> What the task asks
Return, exactly and in full, the lines of the records below starting at the one with "value of subset?" and ending at the one with "Thank you for adjusting the names!", and no other lines.

----- Source data -----

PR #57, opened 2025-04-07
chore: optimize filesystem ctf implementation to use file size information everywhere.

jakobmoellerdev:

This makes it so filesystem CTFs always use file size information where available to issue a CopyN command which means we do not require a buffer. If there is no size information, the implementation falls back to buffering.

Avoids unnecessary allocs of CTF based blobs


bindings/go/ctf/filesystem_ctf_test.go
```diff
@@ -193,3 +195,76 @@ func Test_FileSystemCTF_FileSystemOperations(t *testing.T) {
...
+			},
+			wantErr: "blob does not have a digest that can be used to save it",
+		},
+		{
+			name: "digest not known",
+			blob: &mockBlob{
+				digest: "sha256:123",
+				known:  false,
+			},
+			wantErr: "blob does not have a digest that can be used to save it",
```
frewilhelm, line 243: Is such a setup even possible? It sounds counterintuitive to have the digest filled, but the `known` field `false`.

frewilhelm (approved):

-----
----- Source data -----

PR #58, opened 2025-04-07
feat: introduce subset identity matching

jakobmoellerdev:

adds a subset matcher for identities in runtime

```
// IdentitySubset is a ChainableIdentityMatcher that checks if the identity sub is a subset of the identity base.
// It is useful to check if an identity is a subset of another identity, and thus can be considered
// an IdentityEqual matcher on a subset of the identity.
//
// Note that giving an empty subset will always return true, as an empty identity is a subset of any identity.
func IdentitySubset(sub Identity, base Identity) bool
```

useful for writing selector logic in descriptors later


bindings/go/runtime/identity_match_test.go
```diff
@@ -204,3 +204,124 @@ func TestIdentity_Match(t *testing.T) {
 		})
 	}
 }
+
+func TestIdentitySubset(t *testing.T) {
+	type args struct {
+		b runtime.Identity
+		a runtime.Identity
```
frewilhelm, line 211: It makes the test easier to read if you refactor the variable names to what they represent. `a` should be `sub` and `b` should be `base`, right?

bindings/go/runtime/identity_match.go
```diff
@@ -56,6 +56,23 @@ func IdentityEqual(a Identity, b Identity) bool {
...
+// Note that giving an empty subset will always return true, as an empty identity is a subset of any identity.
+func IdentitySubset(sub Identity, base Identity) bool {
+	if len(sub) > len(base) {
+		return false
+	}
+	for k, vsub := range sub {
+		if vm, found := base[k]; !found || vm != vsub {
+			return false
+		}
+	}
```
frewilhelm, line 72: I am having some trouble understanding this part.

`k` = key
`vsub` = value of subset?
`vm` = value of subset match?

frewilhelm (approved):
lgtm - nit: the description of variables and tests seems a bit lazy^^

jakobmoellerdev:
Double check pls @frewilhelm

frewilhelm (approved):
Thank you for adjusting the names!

-----
----- Source data -----

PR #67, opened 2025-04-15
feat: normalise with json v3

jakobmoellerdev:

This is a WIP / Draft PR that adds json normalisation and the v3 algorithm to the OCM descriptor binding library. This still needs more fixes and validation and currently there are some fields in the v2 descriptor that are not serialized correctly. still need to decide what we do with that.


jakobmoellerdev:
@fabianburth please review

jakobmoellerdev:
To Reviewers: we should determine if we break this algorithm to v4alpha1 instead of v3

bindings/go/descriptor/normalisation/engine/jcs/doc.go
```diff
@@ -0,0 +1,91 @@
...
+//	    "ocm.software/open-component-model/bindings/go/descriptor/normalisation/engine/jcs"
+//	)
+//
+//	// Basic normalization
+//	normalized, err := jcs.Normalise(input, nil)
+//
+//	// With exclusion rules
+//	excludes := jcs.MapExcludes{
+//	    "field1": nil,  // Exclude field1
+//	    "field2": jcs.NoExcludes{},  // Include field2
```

-----

> Response
`vsub` = value of subset?
`vm` = value of subset match?

frewilhelm (approved):
lgtm - nit: the description of variables and tests seems a bit lazy^^

jakobmoellerdev:
Double check pls @frewilhelm

frewilhelm (approved):
Thank you for adjusting the names!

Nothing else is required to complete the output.